(Saved entries)

PR #619, opened 2018-05-21
Native module to control swiping gestures

lukewalczak:


app/hotels/src/appRegistry/HotelsStandalonePackage.js
```diff
@@ -17,7 +19,18 @@ type Props = {|
   checkout?: string,
 |};
 
+type State = {
+  key: string,
+  isTransitioning: boolean,
+  index: number,
+  routes: mixed[],
+};
```
grabbou: Do we need to type state here? Probably `*` will do just fine? If not, maybe in GestureController. Right now, you have it defined twice.

app/hotels/src/appRegistry/HotelsStandalonePackage.js
```diff
@@ -17,7 +19,18 @@ type Props = {|
...
+
 export default class HotelsStandalonePackage extends React.Component<Props> {
+  navigationController = (previousState: State, currentState: State) => {
```
grabbou: I guess `onNavigationStateChange` makes more sense as a name

app/hotels/src/appRegistry/HotelsStandalonePackage.js
```diff
@@ -17,7 +19,18 @@ type Props = {|
...
+    GestureController(previousState, currentState, 'KiwiHotels');
```
grabbou: I think the logic should happen here. This method should call either `GestureController.addGestures` or `GestureController.removeGestures`. Gesture Controller should have no knowledge of `navigation` state since we want to use it across different navigators in the future.

app/shared/src/GestureController.js
```diff
@@ -0,0 +1,27 @@
...
+type State = {
+  key: string,
+  isTransitioning: boolean,
+  index: number,
+  routes: mixed[],
+};
+
+import { NativeModules } from 'react-native';
+
+export default function GestureController(
```
grabbou: As I said, instead of a function, make it a class or an object with appropriate methods.

ios/RNKiwiMobile/RNHotelsViewController.h
```diff
@@ -0,0 +1,49 @@
+//
+//  RNHotelsViewController.h
+//  RNHotels
+//
+//  Created by Radek Pistelak on 07/02/2018.
```
grabbou: Remove this whole comment block

ios/RNKiwiMobile/RNKiwiGestureController.m
```diff
@@ -0,0 +1,18 @@
+#import <Foundation/Foundation.h>
+#import "RNKiwiGestureController.h"
+
+@implementation RNKiwiGestureController
+
+RCT_EXPORT_MODULE(RNKiwiGestureController);
+
+RCT_EXPORT_METHOD(removeGestures:(NSString *)moduleName) {
+  [[NSNotificationCenter defaultCenter] postNotificationName:@"RNKiwiRemoveGestures"
```
grabbou: Good practice - you can move this to header file as a `constant`, so that we do not use plain strings. You can see this in https://github.com/facebook/react-native/blob/master/React/Base/RCTBridge.h#L41

Look for usage of `RCTJavaScriptDidFailToLoadNotification` to see how it's defined. Also, when you define it, make sure to comment it when it's called ;)

ios/RNKiwiMobile/RNKiwiViewController.m
```diff
@@ -0,0 +1,160 @@
...
+  if ([self.flowDelegate respondsToSelector:@selector(RNKiwiViewControllerDidStopControllingGestures:)]) {
+    [self.flowDelegate RNKiwiViewControllerDidStopControllingGestures:self];
+  }
+}
+
+- (void)startObservingGestures {
+  [[NSNotificationCenter defaultCenter]
+   addObserver:self
+   selector:@selector(removeGestures)
+   name:@"RNKiwiRemoveGestures"
```
grabbou: I think it's a bit confusing the naming convention we have here. We are not removing and adding gestures. In fact, we are just expressing our intent to do so.

I am not sure what's the right approach - let's think together tomorrow. But the fact that we are calling `didStartControlling` from `removeGestures` method makes me confused.

ios/RNKiwiMobile/RNKiwiViewController.m
```diff
@@ -0,0 +1,160 @@
...
+   object:[_options moduleName]];
+  
+  [[NSNotificationCenter defaultCenter]
+   addObserver:self
+   selector:@selector(addGestures)
```
grabbou: Please indent it using XCode. The `:` should be aligned.

ios/RNKiwiMobile/RNKiwiViewController.m
```diff
@@ -0,0 +1,160 @@
...
+   name:@"RNKiwiAddGestures"
+   object:[_options moduleName]];
+}
+
+- (void)stopObservingGestures {
+  [[NSNotificationCenter defaultCenter]
+   removeObserver:self
```
grabbou: You can use `[[NSNotificationCenter defaultCenter] removeObserver:self];` to unsubscrive from all notifications. No need to write it many times.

ABOUT THIS TASK :: Output all of the records above unchanged.

RESPONSE BELOW ::
PR #619, opened 2018-05-21
Native module to control swiping gestures

lukewalczak:


app/hotels/src/appRegistry/HotelsStandalonePackage.js
```diff
@@ -17,7 +19,18 @@ type Props = {|
   checkout?: string,
 |};
 
+type State = {
+  key: string,
+  isTransitioning: boolean,
+  index: number,
+  routes: mixed[],
+};
```
grabbou: Do we need to type state here? Probably `*` will do just fine? If not, maybe in GestureController. Right now, you have it defined twice.

app/hotels/src/appRegistry/HotelsStandalonePackage.js
```diff
@@ -17,7 +19,18 @@ type Props = {|
...
+
 export default class HotelsStandalonePackage extends React.Component<Props> {
+  navigationController = (previousState: State, currentState: State) => {
```
grabbou: I guess `onNavigationStateChange` makes more sense as a name

app/hotels/src/appRegistry/HotelsStandalonePackage.js
```diff
@@ -17,7 +19,18 @@ type Props = {|
...
+    GestureController(previousState, currentState, 'KiwiHotels');
```
grabbou: I think the logic should happen here. This method should call either `GestureController.addGestures` or `GestureController.removeGestures`. Gesture Controller should have no knowledge of `navigation` state since we want to use it across different navigators in the future.

app/shared/src/GestureController.js
```diff
@@ -0,0 +1,27 @@
...
+type State = {
+  key: string,
+  isTransitioning: boolean,
+  index: number,
+  routes: mixed[],
+};
+
+import { NativeModules } from 'react-native';
+
+export default function GestureController(
```
grabbou: As I said, instead of a function, make it a class or an object with appropriate methods.

ios/RNKiwiMobile/RNHotelsViewController.h
```diff
@@ -0,0 +1,49 @@
+//
+//  RNHotelsViewController.h
+//  RNHotels
+//
+//  Created by Radek Pistelak on 07/02/2018.
```
grabbou: Remove this whole comment block

ios/RNKiwiMobile/RNKiwiGestureController.m
```diff
@@ -0,0 +1,18 @@
+#import <Foundation/Foundation.h>
+#import "RNKiwiGestureController.h"
+
+@implementation RNKiwiGestureController
+
+RCT_EXPORT_MODULE(RNKiwiGestureController);
+
+RCT_EXPORT_METHOD(removeGestures:(NSString *)moduleName) {
+  [[NSNotificationCenter defaultCenter] postNotificationName:@"RNKiwiRemoveGestures"
```
grabbou: Good practice - you can move this to header file as a `constant`, so that we do not use plain strings. You can see this in https://github.com/facebook/react-native/blob/master/React/Base/RCTBridge.h#L41

Look for usage of `RCTJavaScriptDidFailToLoadNotification` to see how it's defined. Also, when you define it, make sure to comment it when it's called ;)

ios/RNKiwiMobile/RNKiwiViewController.m
```diff
@@ -0,0 +1,160 @@
...
+  if ([self.flowDelegate respondsToSelector:@selector(RNKiwiViewControllerDidStopControllingGestures:)]) {
+    [self.flowDelegate RNKiwiViewControllerDidStopControllingGestures:self];
+  }
+}
+
+- (void)startObservingGestures {
+  [[NSNotificationCenter defaultCenter]
+   addObserver:self
+   selector:@selector(removeGestures)
+   name:@"RNKiwiRemoveGestures"
```
grabbou: I think it's a bit confusing the naming convention we have here. We are not removing and adding gestures. In fact, we are just expressing our intent to do so.

I am not sure what's the right approach - let's think together tomorrow. But the fact that we are calling `didStartControlling` from `removeGestures` method makes me confused.

ios/RNKiwiMobile/RNKiwiViewController.m
```diff
@@ -0,0 +1,160 @@
...
+   object:[_options moduleName]];
+  
+  [[NSNotificationCenter defaultCenter]
+   addObserver:self
+   selector:@selector(addGestures)
```
grabbou: Please indent it using XCode. The `:` should be aligned.

ios/RNKiwiMobile/RNKiwiViewController.m
```diff
@@ -0,0 +1,160 @@
...
+   name:@"RNKiwiAddGestures"
+   object:[_options moduleName]];
+}
+
+- (void)stopObservingGestures {
+  [[NSNotificationCenter defaultCenter]
+   removeObserver:self
```
grabbou: You can use `[[NSNotificationCenter defaultCenter] removeObserver:self];` to unsubscrive from all notifications. No need to write it many times.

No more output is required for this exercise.